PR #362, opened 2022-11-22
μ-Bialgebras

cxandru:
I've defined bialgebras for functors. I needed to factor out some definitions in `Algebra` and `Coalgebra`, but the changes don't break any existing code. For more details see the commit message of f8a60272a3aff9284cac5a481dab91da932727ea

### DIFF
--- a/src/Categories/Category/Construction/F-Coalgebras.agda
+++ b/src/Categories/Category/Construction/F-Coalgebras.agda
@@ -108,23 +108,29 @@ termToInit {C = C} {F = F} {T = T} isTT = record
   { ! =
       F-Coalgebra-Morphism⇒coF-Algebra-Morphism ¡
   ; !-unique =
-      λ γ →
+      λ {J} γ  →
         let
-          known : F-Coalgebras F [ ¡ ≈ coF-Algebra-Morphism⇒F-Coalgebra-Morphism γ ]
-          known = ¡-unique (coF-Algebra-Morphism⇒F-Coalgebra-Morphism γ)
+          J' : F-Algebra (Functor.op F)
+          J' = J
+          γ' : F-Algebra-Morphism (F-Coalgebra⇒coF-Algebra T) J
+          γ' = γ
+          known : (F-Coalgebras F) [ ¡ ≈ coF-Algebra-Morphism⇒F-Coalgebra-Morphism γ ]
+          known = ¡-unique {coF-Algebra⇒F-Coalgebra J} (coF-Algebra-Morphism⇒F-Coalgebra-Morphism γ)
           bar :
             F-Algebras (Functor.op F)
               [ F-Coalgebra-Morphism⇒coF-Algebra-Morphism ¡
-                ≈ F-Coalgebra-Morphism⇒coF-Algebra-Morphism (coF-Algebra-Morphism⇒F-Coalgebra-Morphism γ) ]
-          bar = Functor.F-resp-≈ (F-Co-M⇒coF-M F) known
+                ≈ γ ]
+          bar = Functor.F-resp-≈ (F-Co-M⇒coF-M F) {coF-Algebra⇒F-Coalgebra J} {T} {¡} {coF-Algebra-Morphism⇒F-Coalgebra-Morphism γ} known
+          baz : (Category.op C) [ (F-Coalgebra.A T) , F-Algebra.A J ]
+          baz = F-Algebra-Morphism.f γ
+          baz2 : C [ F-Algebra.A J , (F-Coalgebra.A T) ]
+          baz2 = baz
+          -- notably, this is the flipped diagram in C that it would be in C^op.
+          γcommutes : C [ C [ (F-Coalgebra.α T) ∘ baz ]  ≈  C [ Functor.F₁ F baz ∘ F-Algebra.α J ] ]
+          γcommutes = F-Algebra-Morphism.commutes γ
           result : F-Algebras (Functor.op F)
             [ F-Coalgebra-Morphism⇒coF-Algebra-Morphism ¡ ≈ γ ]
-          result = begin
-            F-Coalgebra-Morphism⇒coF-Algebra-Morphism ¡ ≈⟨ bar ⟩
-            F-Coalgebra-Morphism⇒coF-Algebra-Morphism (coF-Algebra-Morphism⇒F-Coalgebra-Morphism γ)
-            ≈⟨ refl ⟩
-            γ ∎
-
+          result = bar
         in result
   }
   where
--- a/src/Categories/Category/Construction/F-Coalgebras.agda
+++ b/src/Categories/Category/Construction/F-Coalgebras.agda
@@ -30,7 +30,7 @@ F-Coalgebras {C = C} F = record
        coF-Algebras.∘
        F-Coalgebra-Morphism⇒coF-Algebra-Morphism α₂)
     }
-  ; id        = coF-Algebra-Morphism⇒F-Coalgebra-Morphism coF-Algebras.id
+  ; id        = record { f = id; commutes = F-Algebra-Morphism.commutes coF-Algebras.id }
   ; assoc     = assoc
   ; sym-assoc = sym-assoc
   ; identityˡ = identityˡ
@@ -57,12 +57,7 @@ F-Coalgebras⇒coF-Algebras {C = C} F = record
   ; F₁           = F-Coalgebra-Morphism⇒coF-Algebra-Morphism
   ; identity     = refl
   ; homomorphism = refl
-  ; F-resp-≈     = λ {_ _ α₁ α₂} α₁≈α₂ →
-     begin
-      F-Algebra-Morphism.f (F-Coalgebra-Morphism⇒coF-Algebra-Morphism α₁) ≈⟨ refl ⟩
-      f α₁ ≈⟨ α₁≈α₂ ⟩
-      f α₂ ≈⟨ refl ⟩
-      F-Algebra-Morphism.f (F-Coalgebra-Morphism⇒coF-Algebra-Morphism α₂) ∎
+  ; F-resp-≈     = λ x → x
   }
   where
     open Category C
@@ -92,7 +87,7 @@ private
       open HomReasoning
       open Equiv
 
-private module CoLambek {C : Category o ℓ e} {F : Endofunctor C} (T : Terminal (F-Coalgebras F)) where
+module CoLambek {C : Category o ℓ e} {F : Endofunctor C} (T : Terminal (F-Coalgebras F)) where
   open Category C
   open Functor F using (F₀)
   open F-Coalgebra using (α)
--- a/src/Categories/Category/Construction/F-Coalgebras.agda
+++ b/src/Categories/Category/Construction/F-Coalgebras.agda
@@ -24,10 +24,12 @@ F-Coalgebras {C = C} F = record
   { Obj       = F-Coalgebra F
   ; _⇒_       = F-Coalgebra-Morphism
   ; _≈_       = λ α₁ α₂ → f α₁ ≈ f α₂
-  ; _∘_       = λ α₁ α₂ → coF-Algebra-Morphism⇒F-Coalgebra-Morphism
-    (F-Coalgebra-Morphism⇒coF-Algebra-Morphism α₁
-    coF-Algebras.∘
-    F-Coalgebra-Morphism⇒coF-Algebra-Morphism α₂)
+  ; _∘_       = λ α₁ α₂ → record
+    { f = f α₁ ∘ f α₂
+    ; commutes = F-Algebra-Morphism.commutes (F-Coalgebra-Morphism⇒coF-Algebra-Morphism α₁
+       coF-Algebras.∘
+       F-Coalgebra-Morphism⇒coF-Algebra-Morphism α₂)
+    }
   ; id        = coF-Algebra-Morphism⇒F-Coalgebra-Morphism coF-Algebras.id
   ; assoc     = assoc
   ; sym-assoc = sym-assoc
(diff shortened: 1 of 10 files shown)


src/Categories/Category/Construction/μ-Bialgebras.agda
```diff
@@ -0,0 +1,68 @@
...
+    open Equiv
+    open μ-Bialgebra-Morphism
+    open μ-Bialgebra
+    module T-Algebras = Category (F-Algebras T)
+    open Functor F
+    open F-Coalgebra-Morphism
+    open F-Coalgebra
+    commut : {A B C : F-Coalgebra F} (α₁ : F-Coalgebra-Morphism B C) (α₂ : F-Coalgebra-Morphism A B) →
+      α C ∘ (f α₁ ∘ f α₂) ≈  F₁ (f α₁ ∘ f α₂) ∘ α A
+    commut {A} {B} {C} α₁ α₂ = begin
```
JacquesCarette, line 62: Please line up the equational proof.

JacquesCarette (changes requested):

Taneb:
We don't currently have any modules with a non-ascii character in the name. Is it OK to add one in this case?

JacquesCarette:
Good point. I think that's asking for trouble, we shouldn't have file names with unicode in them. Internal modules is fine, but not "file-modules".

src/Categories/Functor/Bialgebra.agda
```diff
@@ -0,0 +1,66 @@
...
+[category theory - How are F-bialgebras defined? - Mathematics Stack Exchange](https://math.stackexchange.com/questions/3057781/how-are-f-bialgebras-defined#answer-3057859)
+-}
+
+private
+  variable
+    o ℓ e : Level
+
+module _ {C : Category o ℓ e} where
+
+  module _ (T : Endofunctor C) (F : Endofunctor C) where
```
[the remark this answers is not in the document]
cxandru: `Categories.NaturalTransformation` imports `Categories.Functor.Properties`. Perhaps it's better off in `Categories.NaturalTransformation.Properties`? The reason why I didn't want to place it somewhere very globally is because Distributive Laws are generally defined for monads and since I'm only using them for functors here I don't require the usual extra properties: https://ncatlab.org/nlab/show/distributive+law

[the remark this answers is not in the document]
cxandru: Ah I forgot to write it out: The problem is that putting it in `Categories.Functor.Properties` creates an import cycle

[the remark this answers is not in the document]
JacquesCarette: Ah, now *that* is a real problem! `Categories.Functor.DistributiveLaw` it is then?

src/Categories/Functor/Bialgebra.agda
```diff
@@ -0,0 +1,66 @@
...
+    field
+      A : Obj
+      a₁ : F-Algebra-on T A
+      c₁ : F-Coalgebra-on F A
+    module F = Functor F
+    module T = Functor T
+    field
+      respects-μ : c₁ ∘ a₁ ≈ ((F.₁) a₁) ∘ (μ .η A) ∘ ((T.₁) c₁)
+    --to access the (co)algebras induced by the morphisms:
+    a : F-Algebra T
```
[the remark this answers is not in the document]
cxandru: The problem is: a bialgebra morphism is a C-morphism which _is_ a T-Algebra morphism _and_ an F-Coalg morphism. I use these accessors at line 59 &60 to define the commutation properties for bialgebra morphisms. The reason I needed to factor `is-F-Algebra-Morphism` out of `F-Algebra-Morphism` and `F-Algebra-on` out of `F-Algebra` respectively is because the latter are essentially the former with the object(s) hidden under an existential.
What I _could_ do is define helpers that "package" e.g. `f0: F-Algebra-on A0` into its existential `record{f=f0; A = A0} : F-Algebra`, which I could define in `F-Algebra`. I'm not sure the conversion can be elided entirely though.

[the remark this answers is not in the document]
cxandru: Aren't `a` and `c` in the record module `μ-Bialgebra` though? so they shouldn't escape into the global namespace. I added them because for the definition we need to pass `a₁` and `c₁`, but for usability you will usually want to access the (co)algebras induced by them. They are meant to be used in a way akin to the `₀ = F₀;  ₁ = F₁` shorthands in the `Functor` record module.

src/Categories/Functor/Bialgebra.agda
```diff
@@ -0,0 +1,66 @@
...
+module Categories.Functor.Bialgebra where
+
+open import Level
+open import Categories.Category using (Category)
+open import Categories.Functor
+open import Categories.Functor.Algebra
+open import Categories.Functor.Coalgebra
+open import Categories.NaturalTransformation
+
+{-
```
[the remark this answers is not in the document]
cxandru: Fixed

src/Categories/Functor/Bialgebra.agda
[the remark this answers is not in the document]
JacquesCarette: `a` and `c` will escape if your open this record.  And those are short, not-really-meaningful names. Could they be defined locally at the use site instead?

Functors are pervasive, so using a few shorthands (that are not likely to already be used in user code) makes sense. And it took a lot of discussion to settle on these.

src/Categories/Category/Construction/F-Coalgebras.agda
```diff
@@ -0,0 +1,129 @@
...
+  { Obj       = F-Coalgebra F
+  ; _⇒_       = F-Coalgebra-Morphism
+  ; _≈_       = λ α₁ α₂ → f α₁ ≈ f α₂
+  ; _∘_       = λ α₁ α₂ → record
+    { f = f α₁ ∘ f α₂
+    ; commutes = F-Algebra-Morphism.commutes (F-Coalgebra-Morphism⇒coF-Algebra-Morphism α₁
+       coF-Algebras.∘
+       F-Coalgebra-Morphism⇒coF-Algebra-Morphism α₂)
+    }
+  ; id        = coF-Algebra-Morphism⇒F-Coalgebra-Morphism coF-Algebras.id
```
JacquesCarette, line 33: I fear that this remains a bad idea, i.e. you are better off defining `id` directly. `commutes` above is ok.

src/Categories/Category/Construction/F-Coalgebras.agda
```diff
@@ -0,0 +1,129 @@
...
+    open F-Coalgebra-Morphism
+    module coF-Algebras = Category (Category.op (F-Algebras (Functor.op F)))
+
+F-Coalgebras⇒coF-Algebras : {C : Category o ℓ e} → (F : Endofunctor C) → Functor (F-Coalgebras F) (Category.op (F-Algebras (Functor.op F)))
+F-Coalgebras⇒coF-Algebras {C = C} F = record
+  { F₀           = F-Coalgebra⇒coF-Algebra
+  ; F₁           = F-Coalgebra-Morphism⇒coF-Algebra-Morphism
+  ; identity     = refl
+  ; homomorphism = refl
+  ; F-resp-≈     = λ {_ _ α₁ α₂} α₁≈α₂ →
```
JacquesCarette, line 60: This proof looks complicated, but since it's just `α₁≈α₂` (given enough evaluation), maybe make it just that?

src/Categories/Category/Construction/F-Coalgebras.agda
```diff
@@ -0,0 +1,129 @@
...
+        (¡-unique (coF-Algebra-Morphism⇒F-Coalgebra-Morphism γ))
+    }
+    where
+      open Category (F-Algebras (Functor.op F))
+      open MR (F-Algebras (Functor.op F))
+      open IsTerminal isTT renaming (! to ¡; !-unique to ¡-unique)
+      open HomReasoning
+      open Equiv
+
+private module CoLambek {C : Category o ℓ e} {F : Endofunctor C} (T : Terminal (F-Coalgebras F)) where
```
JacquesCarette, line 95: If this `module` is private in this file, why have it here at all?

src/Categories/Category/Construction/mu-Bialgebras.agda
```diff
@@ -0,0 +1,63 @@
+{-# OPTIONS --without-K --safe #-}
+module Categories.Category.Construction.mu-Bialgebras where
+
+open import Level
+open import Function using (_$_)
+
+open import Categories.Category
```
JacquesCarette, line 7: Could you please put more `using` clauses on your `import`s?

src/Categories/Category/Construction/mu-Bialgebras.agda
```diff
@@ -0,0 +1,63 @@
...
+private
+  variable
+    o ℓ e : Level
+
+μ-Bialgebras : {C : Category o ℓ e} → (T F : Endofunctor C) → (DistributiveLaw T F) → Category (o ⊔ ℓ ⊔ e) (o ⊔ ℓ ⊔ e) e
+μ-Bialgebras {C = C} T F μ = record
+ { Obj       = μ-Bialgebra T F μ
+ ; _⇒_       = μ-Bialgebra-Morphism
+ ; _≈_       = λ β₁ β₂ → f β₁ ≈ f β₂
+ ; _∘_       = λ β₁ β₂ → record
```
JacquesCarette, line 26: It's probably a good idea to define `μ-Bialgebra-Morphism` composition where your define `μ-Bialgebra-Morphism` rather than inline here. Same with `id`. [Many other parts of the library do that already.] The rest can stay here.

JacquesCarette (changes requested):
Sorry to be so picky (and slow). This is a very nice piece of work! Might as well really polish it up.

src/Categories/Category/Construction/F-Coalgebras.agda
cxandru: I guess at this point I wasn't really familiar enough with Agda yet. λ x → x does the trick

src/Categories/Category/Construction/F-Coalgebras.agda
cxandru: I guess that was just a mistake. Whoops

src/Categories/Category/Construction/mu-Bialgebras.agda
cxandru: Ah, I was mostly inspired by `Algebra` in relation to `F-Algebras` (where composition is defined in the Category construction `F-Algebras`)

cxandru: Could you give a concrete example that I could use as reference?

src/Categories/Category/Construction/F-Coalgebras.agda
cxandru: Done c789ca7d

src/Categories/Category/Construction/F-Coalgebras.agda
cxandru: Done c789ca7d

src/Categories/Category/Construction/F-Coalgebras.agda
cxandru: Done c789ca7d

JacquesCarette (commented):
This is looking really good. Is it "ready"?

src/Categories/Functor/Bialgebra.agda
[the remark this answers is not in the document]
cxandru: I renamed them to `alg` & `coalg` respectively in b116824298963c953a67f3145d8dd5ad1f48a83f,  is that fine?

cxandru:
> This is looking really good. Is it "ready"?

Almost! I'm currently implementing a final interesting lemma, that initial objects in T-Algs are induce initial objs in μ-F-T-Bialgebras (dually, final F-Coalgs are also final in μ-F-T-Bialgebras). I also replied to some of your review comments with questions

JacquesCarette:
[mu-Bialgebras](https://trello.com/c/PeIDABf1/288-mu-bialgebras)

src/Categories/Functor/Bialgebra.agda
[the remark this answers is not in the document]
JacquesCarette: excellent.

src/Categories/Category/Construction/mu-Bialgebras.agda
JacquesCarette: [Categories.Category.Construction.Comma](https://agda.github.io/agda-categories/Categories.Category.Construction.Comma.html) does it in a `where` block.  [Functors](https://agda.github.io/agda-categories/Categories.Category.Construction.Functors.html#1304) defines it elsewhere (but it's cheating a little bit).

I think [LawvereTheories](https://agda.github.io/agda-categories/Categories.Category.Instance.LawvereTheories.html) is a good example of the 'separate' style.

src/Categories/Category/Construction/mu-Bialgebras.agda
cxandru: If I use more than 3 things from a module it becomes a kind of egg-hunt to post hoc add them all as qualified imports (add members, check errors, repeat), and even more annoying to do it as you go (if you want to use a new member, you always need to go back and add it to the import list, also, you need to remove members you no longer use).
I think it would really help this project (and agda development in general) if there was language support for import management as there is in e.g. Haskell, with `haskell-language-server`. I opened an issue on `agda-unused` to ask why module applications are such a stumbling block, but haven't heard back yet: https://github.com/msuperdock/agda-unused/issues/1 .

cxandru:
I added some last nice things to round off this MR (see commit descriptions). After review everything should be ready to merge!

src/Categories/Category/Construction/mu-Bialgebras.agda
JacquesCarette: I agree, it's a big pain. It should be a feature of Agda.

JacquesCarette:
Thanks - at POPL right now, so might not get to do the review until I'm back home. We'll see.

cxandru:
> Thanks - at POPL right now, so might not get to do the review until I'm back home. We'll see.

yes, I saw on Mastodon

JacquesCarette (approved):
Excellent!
:::::
Return a copy of every line in the records that includes the string "github".

• _Answer_:
JacquesCarette: [Categories.Category.Construction.Comma](https://agda.github.io/agda-categories/Categories.Category.Construction.Comma.html) does it in a `where` block.  [Functors](https://agda.github.io/agda-categories/Categories.Category.Construction.Functors.html#1304) defines it elsewhere (but it's cheating a little bit).
I think [LawvereTheories](https://agda.github.io/agda-categories/Categories.Category.Instance.LawvereTheories.html) is a good example of the 'separate' style.
I think it would really help this project (and agda development in general) if there was language support for import management as there is in e.g. Haskell, with `haskell-language-server`. I opened an issue on `agda-unused` to ask why module applications are such a stumbling block, but haven't heard back yet: https://github.com/msuperdock/agda-unused/issues/1 .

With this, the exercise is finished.